Forecasting Ground-Level Ozone Exceedances Using Same-Day and Previous-Day Air Quality Measurements
Clerence Mathonsi , Muofhe Masikhwa
Partner: ggm
Year: 2026
Abstract:
This study evaluates the feasibility of forecasting ground-level ozone exceedances on the South African Highveld using only routinely collected air quality monitoring data from the previous day and the morning hours of the forecast day. A harmonised record of 648,388 hourly observations from 37 stations across five regions was analysed. Forty-three engineered features (previous-day and morning pollutant/meteorology, calendar/seasonal, episode persistence) were evaluated at multiple cutoff hours. Five model families (persistence, ridge, logistic, random forest, XGBoost) were trained with TimeSeriesSplit and tested on 2024-2025 data.

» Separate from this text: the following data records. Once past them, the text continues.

Issue #1, opened 2013-09-02
Memory Usage for XML output is very high


whart222:
For my project (Gromacs) the memory usage of gcovr is extremely high when using the XML output (-x). It tops at about 1GB. This is with the version from https://software.sandia.gov/trac/fast/export/2745/gcovr/trunk/scripts/gcovr 

(from ticket 3922)

TiloW:
I'm facing a similar issue with gcovr 3.2 using too much memory for XML output.
This is especially problematic for me because it increases build time due to swapping.

I've compared the three generators on my local machine (which has sufficient memory).

|         | *.gcov | *.gcno |
|---------|--------|--------|
| Number of Files    | 388 | 612 |
| Size of Files [MB] |  14 | 141 |

|         | Plain Text | HTML | XML |
|---------|------------|------|-----|
| Peak Memory [KB] | 94280 | 97076 | 2505896 |
| Runtime         | 2.70  | 2.01 | 3.74 |

As you can see, runtime is generally not a problem but memory usage is.
XML output uses 25 times the memory of any other generator.

Is there a special reason for using `MiniDom` instead of `ElementTree` or `lxml`?

PR #307, opened 2019-05-05
Address Memory usage

jfixemer:
RE: https://github.com/gcovr/gcovr/issues/1

As suggested somewhere (regarding gcovr on the Linux kernel), detecting and using the lxml etree instead of pure python etree to bring down memory usage. 

We were trying to use this on our private codebase in a size restricted container and it failed due to memory. With this change it works  (memory saving is at least 3x).  

lxml may also be faster (possibly partially addressing the speed issue, although it is still DOM, not STREAM as suggested so still doesn't fully address that issue)

### DIFF
--- a/gcovr/cobertura_xml_generator.py
+++ b/gcovr/cobertura_xml_generator.py
@@ -217,11 +217,12 @@ def print_xml_report(covdata, options):
 
     with smart_open(options.output) as fh:
         if LXML_AVAILABLE:
-            fh.write(
+            print(
                 etree.tostring(root,
                                pretty_print=options.prettyxml,
                                encoding="UTF-8",
                                xml_declaration=True,
-                               doctype="<!DOCTYPE coverage SYSTEM 'http://cobertura.sourceforge.net/xml/coverage-04.dtd'>"))
+                               doctype="<!DOCTYPE coverage SYSTEM 'http://cobertura.sourceforge.net/xml/coverage-04.dtd'>"),
+                file=fh)
         else:
-            fh.write(etree.tostring(root, encoding="UTF-8"))
+            print(etree.tostring(root, encoding="UTF-8"), file=fh)
--- a/gcovr/cobertura_xml_generator.py
+++ b/gcovr/cobertura_xml_generator.py
@@ -31,11 +31,11 @@ def smart_open(filename=None):
     if filename and filename != '-':
         # files in write binary mode for UTF-8
         fh = open(filename, 'wb')
-    elif (sys.version_info > (3,0)):
-        #python 3 wants stdout.buffer for binary output
+    elif (sys.version_info > (3, 0)):
+        # python 3 wants stdout.buffer for binary output
         fh = sys.stdout.buffer
     else:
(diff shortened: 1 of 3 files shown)


jfixemer:
failed CI

gcovr/cobertura_xml_generator.py
```diff
@@ -174,47 +197,31 @@ def print_xml_report(covdata, options):
...
+    with smart_open(options.output) as fh:
+        if LXML_AVAILABLE:
+            print >>fh, \
+                etree.tostring(root,
+                               pretty_print=options.prettyxml,
+                               encoding="UTF-8",
+                               xml_declaration=True,
+                               doctype="<!DOCTYPE coverage SYSTEM 'http://cobertura.sourceforge.net/xml/coverage-04.dtd'>")
+        else:
+            print >>fh, etree.tostring(root, encoding="UTF-8")
```
latk: should use `fh.write(...)` or the print function `print(..., file=fh)`. Print statements only work in Python 2.

latk:
Thank you for working on this long-standing issue! I'll be happy to merge once the tests pass again. Please also add your name to the AUTHORS file.

jfixemer:
making it worse, need better local test env. sorry tried to go cheap.

latk:
No problem. It is fine to leave this issue open while you work on it.

Gcovr is primarily oriented towards Python 3 now, but trying to write code
that works under both 2 and 3 can be tricky. Here, the problem seems to be
related to the str/unicode → bytes/str change. Most file operations work on
str by default, but that means different things in the Python versions.

I'm not sufficiently familiar with the lxml  API. Maybe you just need to
avoid manually encoding the XML, or maybe you need to encode it
conditionally on the Python version?

jfixemer:
We use still use python2 where I need this to work. So testing python3 is extra and difficult (why I was going cheap and trying to use the project CI)

Probably going to need a little version detection...

Just ignore me until it works ;-)

jfixemer:
I'm not good with travis-ci / appveyor, I'm not sure if I should change one of them or how to add a matrix that does 'pip install lxml' (or if there is additional work to install lxml libraries) that would restore the lost coverage and exercise the real enhancement...

latk:
The dependency should be added to the setup.py file, this will also cause
it to be installed during all  CI tests.

However, I don't think lxml works with pypy. It may be necessary to add the
dependency as so:

    install_requires = [
      ...,
      'lxml ; implementation_name == "cpython"',
    ]

Such environment markers are specified in PEP 508.

jfixemer:
But it should work both ways -- wasn't that a comment from the earlier attempt?
So running regression with or without lxml only tests half the supported mechanism.

Well, I don't know if pypy skipped lxml all together, but it didn't fail.  I see the coverage in cobertura-xml change before and after lxml is installed so I think it hits different branches.  Not sure if this reflects well in the coverage, or if only one run is accounted for, etc.

I guess I can try some more stuff if you really think it needs to be better... (but I kind of think it is good enough).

Regression improved with later cutoffs (ridge: R2=0.71 at cutoff 12); classification achieved strong performance (random forest at cutoff 12: accuracy=0.95, precision=0.85, recall=0.81, F1=0.83, AUC=0.97), while XGBoost maximised recall (0.89 at cutoff 12), the priority for health alerts. SHAP analysis shows a shift from previous-day O3 dominance at early cutoffs to morning O3 dominance by cutoff 12. The study demonstrates that operationally useful exceedance forecasts can be produced without atmospheric model output.